Create your Vector configuration file:

# vector.yaml

# Configure AWS Secrets Manager backend
secret:
  aws_creds:
    type: aws_secrets_manager
    secret_id: "vector-production-credentials"
    region: "us-west-2"

# Source: Read logs from S3
sources:
  s3_logs:
    type: aws_s3
    region: "us-west-2"
    bucket: "your-logs-bucket"
    key_prefix: "application-logs/"
    # Use secrets for S3 authentication
    auth:
      access_key_id: "SECRET[aws_creds.s3_access_key]"
      secret_access_key: "SECRET[aws_creds.s3_secret_key]"

  # Source: Internal metrics
  internal_metrics:
    type: internal_metrics

# Transform: Parse and enrich logs
transforms:
  parse_logs:
    type: remap
    inputs:
      - s3_logs
    source: |
      . = parse_json!(.message)
      .timestamp = now()
      .environment = "production"      

  # Transform: Generate custom metrics
  generate_metrics:
    type: log_to_metric
    inputs:
      - parse_logs
    metrics:
      - type: counter
        field: level
        name: log_events_total
        namespace: application
        tags:
          level: "{{ level }}"
          service: "{{ service }}"

# Sink: Send metrics to CloudWatch
sinks:
  cloudwatch_metrics:
    type: aws_cloudwatch_metrics
    inputs:
      - internal_metrics
      - generate_metrics
    namespace: "Vector/Application"
    region: "us-west-2"

  # Sink: Forward logs to external API
  external_api:
    type: http
    inputs:
      - parse_logs
    uri: "https://logs.example.com/v1/ingest"
    encoding:
      codec: json
    compression: gzip
    # Use secret for API authentication
    headers:
      Authorization: "Bearer SECRET[aws_creds.external_api_token]"
      X-API-Version: "v1"
    # Batch logs for efficiency
    batch:
      max_bytes: 1048576  # 1MB
      timeout_secs: 30

  # Sink: Store processed logs in S3 for archival
  s3_archive:
    type: aws_s3
    inputs:
      - parse_logs
    bucket: "your-archive-bucket"
    key_prefix: "processed-logs/%Y/%m/%d/"
    region: "us-west-2"
    compression: gzip
    encoding:
      codec: ndjson
    # Use the same S3 credentials from secrets
    auth:
      access_key_id: "SECRET[aws_creds.s3_access_key]"
      secret_access_key: "SECRET[aws_creds.s3_secret_key]"

  # Optional: Database source using secret password
  postgres_metrics:
    type: postgresql_metrics
    endpoints:
      - "postgresql://vector:SECRET[aws_creds.database_password]@postgres.internal:5432/metrics"
    scrape_interval_secs: 60

  # Optional: Webhook source with secret validation
  webhook:
    type: http_server
    address: "0.0.0.0:8080"
    encoding: json

# Transform: Validate webhook signature
  validate_webhook:
    type: remap
    inputs:
      - webhook
    source: |
      expected_signature = hmac_sha256(string!(.message), "SECRET[aws_creds.webhook_secret]")
      if .headers."x-signature" != expected_signature {
        abort
      }      

Step 4: Deploy Vector

Deploy Vector with the configuration:

# Run Vector
vector --config vector.yaml

# Or as a service
sudo systemctl start vector

Step 5: Monitor and validate

Check that Vector is successfully reading secrets:

# Check Vector logs
journalctl -u vector -f

# Verify metrics are being sent to CloudWatch
aws cloudwatch list-metrics --namespace "Vector/Application"

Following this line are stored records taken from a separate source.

PR #163, opened 2022-07-05
Setting STATUS lvl to msgs reg. performance tests

rickvanosch:
Default level of CMake's Message is None/Notice, these are forwarded to stderr, triggering a warning in the build when using catkin build.

I'm not sure what the desired behaviour was, but IMO both messages should be on STATUS level or at least the one where the performance test is enabled.


rickvanosch:
Gentle ping!

jonbinney (approved):

jonbinney:
Thanks @rickvanosch !

rickvanosch:
Thanks @jonbinney !

Issue #71, opened 2019-04-01
Using laser filter as a nodelet


Patrick-Lascombe:
Good morning,

I wish to use laser_filters/LaserScanAngularBoundsFilterInPlace as a nodelet inside the nodelet manager that manage my laser scan. Is it possible or did someone already tried something like this ?

Thanks for your help

PR #169, opened 2022-11-03
ROS1 Nodelet Updates

marip8:
This PR adds the following updates:
- Fixes topic remapping for the `ScanToCloudFilterChain` nodelet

# Check S3 for archived logs
aws s3 ls s3://your-archive-bucket/processed-logs/

Next steps

For detailed configuration options, troubleshooting, and security best practices, see the AWS Secrets Manager guide.

This example provides a production-ready setup using AWS Secrets Manager with Vector, providing secure credential management across multiple AWS services and external integrations.